_WHAT IS REQUIRED:_
From the entries below, reproduce exactly the line containing "- Add fluentd parsers to UI", the line containing "- Update all go modules", and every line in between, with nothing added.
Segment Open
PR #567, opened 2020-03-25
Add fluentd parsers to UI and run fmt

rleighton:
## Changes
- Add fluentd parsers to UI
- mage fmt

## Testing
mage test:ci
deployed to dev account, saw tables in Athena


rleighton:
> This looks good. Shouldn't we add it in the docs as well?

He is working on that in a separate PR now.

Issue #356, opened 2020-03-06
Formal Terraform support for aux templates


austinbyers:
### Describe the ideal solution

- All CloudFormation templates in `deployments/auxiliary` have a Terraform equivalent
- `mage fmt` adds license headers to `.tf` files
- `mage fmt` runs `terraform fmt` on `.tf` files
- `mage test:ci` runs `terraform validate` on `.tf` files
- Use `jsonencode` instead of raw JSON in Terraform source

### Describe your use cases

See #337 

### How frequently would you use such feature

Every new user that has a Terraform workflow will need these templates. We need the formatting and testing for every change to the files.

PR #575, opened 2020-03-25
Upgrade go-swagger

austinbyers:
## Background

As I'm getting ready to lightly refactor the `mage fmt` and `mage test` commands (for #356 and #457), I noticed the `go-swagger` library updated, which fixed some of the problems we were seeing before.

The result is slightly simpler and faster building and formatting

## Changes

- Upgrade `go-swagger` to `0.23.0`
- Update all go modules
- Use `swagger generate` to embed the license header instead of doing it ourselves. This saves us a bit of time formatting all the autogenerated files (go formatting now ignores `api/gateway` completely)
- `build:api` no longer has to change directories, which also means bootstrap can run concurrently with building (essentially reverting #556)

## Testing

- `mage build:api`
- `mage fmt` shows no additional changes to swagger files


kostaspap:
Nice!

PR #588, opened 2020-03-26
Autogenerate documentation for log parsers 

rleighton:
Autogenerate documentation for log parsers (including schema and column descriptions)

## Background
Log parser writers often forget to add the documentation. Also, when schemas change it may not be updated.  This addresses the problem by generating the documentation from the source code. Schema is included.

## Changes
* Add mage target doc:logs
* Add mage target doc:all
* Update mage target fmt to generate all documentation
* Update SUMMARY to point to generated file
* Refine PR process in writing parsers doc

## Testing
mage fmt


jacknagz:
Is there also a way to show the required fields? It would help a lot for writing rules

rleighton:
> Hey @rleighton this is awesome!
> 
> Can we retain the separate page structures per major log type? I'd also like to keep the pattern we had before with subheaders for each type therein.
> 
> # Osquery Logs
> ## Osquery.Differential
> ## Osquery.Snapshot
> ...

It does have that pattern (but in 1 page). Hard to read as HTML.

I can do multiple pages IF I can figure out how to get the SUMMARY to from a single reference dir. I can't update the SUMMARY.md file. If I do 
```
[Supported Logs](log-analysis/log-processing/supported-logs/)
```

Will gitbook find and index all the files in the dir?

rleighton:
> Is there also a way to show the required fields? It would help a lot for writing rules

Good idea. I think so, yes.

rleighton:
> > Is there also a way to show the required fields? It would help a lot for writing rules
> 
> Good idea. I think so, yes.

This is done

docs/gitbook/log-analysis/log-processing/writing-parsers.md
```diff
@@ -38,12 +38,20 @@ Be sure to populate the fields.
...
 
-Before making a pull-request:
+### Before making a pull-request
 
 * Write [unit tests](https://github.com/panther-labs/panther/blob/master/internal/log_analysis/log_processor/parsers/awslogs/cloudtrail_test.go) for your parser.
-* Deploy Panther. You should be able to see a new table with your added parser in Glue Data Catalog! ![Log List from Glue Catalog](../../.gitbook/assets/glue-catalog.png)
-* Use [s3queue](../operations/ops-home.md#tools) to copy test files into the `panther-bootstrap-auditlogs-<id>` bucket to drive log processing. Query Athena to confirm your data is available.
-* Update the [documentation](./supported-logs) with your new parser.
+* Ensure your code is formatted, run `mage fmt`
+* Ensure all tests run `mage test:ci`
```
austinbyers: ensure all tests *pass*

tools/mage/doc_namespace.go
```diff
@@ -21,17 +21,29 @@ package mage
...
+	"github.com/panther-labs/panther/tools/cfngen/gluecf"
 )
 
 // targets generating documentation
 type Doc mg.Namespace
 
+// Generate all documentation
+func (d Doc) All() {
+	d.Cfn()
+	d.Logs()
```
austinbyers: I don't see any reason people would run one command and not the other, unless it takes a very long time?

This is now 3 targets: `doc:all, doc:cfn, doc:logs`, I would just collapse them into a single `mage doc` command, which autogenerates docs

austinbyers: Something should only be a separate target if developers or CI would explicitly use it. For the same reason, I'll be getting rid of some of our existing ones (e.g. `test:cover`)

docs/gitbook/log-analysis/log-processing/writing-parsers.md
rleighton: Done

tools/mage/doc_namespace.go
rleighton: Done

rleighton:
> I love autogenerated docs, thanks for adding! We may also want to consider using `godoc` for doc generation at some point instead of rolling it ourselves.
> 
> When you preview the generated docs, the `type` column can be very obtuse:
> 
> `struct<type:string,principalId:string,arn:string,accountId:string,accessKeyId:string,userName:string,sessionContext:struct<attributes:struct<mfaAuthenticated:string,creationDate:string>,sessionIssuer:struct<type:string,principalId:string,arn:string,accountId:string,userName:string>,webIdFederationData:struct<federatedProvider:string,attributes:string>>,invokedBy:string,identityProvider:string>`
> 
> I don't think that's helping anyone. Can we replace it with something formatted nicer or even just a link to the struct in the source?

I changed this to break on the spaces so it is more readable. Not much to be done about this. Complex struct.

rleighton:
I can't really tell what this _final_ result will look like. Can we push this and then do another iteration?

docs/gitbook/log-analysis/log-processing/supported-logs/Fluentd.md
```diff
@@ -0,0 +1,90 @@
+
+<!-- This document is generated by "mage doc:logs". DO NOT EDIT! -->
+# Fluentd
+Required fields are in <b>bold</b>.
```
jacknagz: Let's wrap this with a hint:

{% hint style="info" %}
Required fields are in **bold**
{% endhint %}

docs/gitbook/log-analysis/log-processing/supported-logs/Fluentd.md
```diff
@@ -0,0 +1,90 @@
...
+##Fluentd.Syslog3164
+Fluentd syslog parser for the RFC3164 format (ie. BSD-syslog messages)
+Reference: https://docs.fluentd.org/parser/syslog#rfc3164-log
+<table>
+<tr><th align=center>Column</th><th align=center>Type</th><th align=center>Description</th></tr>
+<tr><td valign=top>pri</td><td>smallint</td><td valign=top>Priority is calculated by (Facility * 8 + Severity). The lower this value, the higher importance of the log message.</td></tr>
```
jacknagz: Can we wrap all field names and types with backticks so they show as `code`?

docs/gitbook/log-analysis/log-processing/supported-logs/Fluentd.md
rleighton: Done!

docs/gitbook/log-analysis/log-processing/supported-logs/Fluentd.md
rleighton: Done!

PR #589, opened 2020-03-26
Clickable Tags on Rule Details page

### LINKED ISSUE #436: Clickable Rule Tags

From the Rule Details page, the Tags should be clickable to a filtered List Rules page:

### Describe your use cases

Pivoting from a single alert -> rule -> related running rules

Daily

None

### References

None

### Additional context

None

alexmylonas:
## Background

As a user, i want to easily switch from a single Rule to a group of rules in the same category

Closes #436 

## Changes

- Changed Tags on Rules details to be clickable and move user to a filtered ListRules page based on clicked tag

## Testing

- Locally

Screenshot 2020-03-26 at 5 02 50 PM


web/src/pages/RuleDetails/RuleDetailsInfo/RuleDetailsInfo.tsx
```diff
@@ -145,10 +145,14 @@ const RuleDetailsInfo: React.FC<ResourceDetailsInfoProps> = ({ rule }) => {
           </Label>
           {rule.tags.length ? (
             rule.tags.map((tag, index) => (
-              <Text size="medium" color="black" key={tag} is="span">
-                {tag}
+              <React.Fragment key={tag}>
+                <Link key={tag} to={`${urls.logAnalysis.rules.list()}?page=1&tags[]=${tag}`}>
+                  <Text size="medium" color="blue300" is="span">
```
alexmylonas: Tried with` <Text is="Link" ..../>` but the result component had a padding can we override? or should we keep this way?

3nvi: It should be 

`<Text is={Link} to="#" color="blue300">...</Text>`

web/src/pages/ListRules/ListRulesActions/ListRulesActions.tsx
```diff
@@ -91,6 +91,9 @@ const ListRulesActions: React.FC = () => {
   const filterKeys = Object.keys(filters) as (keyof ListRulesInput)[];
   const filtersCount = filterKeys.filter(key => !isEmpty(requestParams[key])).length;
 
+  // This should only trigger when users have filters and a re-render occurs
+  if (areFiltersVisible === false && filtersCount > 0) setFiltersVisibility(true);
```
3nvi: This should be already handled by showcasing the number of active filters, through this line:

`Filter Options {filtersCount ? `(${filtersCount})` : ''}`

But if the requirement says that it **must** be open on-initial-render, then you should modify the initial `useState` hook:

```tsx
  const [areFiltersVisible, setFiltersVisibility] = React.useState(false);
```

and have it not start with a `false` value, but with a dynamically calculated boolean value, depending on whether there are filters active or not

alexmylonas: It's not an AC but since most filters return many results it wasn't clear to me that they were filtered because i didn't actively created them and I was just presented with a page.

Not strong opinion about this what do you think?

3nvi: Me neither. Go ahead and do it :)

P.S. Make  sure you update the initial React state like I suggested

3nvi:
@alexmylonas Can we prioritize closing this?

web/src/pages/ListRules/ListRulesActions/ListRulesActions.tsx
alexmylonas: No need to change initial state to `true`, we just need to changed to `true` if there are filters IMO

web/src/pages/RuleDetails/RuleDetailsInfo/RuleDetailsInfo.tsx
alexmylonas: nvm my comment for padding a `p` prop was passed by mistake

alexmylonas:
@3nvi Latest changes applied!

web/src/pages/ListRules/ListRulesActions/ListRulesActions.tsx
3nvi:
```jsx
  if (areFiltersVisible === false && filtersCount > 0) setFiltersVisibility(true);
```


This is a side-effect and should be defined in a `useEffect` with the proper arguments. Also the check `areFiltersVisible === false` is not needed, since React won't update the state from `true` to `true` even if you tell it to. It's smart enough to understand that.

web/src/pages/RuleDetails/RuleDetailsInfo/RuleDetailsInfo.tsx
3nvi: 👍

web/src/pages/ListRules/ListRulesActions/ListRulesActions.tsx
3nvi: @alexmylonas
Segment Closed
_SOLUTION FOR THIS TASK:_
- Add fluentd parsers to UI
- mage fmt

## Testing
mage test:ci
deployed to dev account, saw tables in Athena


rleighton:
> This looks good. Shouldn't we add it in the docs as well?

He is working on that in a separate PR now.

Issue #356, opened 2020-03-06
Formal Terraform support for aux templates


austinbyers:
### Describe the ideal solution

- All CloudFormation templates in `deployments/auxiliary` have a Terraform equivalent
- `mage fmt` adds license headers to `.tf` files
- `mage fmt` runs `terraform fmt` on `.tf` files
- `mage test:ci` runs `terraform validate` on `.tf` files
- Use `jsonencode` instead of raw JSON in Terraform source

### Describe your use cases

See #337 

### How frequently would you use such feature

Every new user that has a Terraform workflow will need these templates. We need the formatting and testing for every change to the files.

PR #575, opened 2020-03-25
Upgrade go-swagger

austinbyers:
## Background

As I'm getting ready to lightly refactor the `mage fmt` and `mage test` commands (for #356 and #457), I noticed the `go-swagger` library updated, which fixed some of the problems we were seeing before.

The result is slightly simpler and faster building and formatting

## Changes

- Upgrade `go-swagger` to `0.23.0`
- Update all go modules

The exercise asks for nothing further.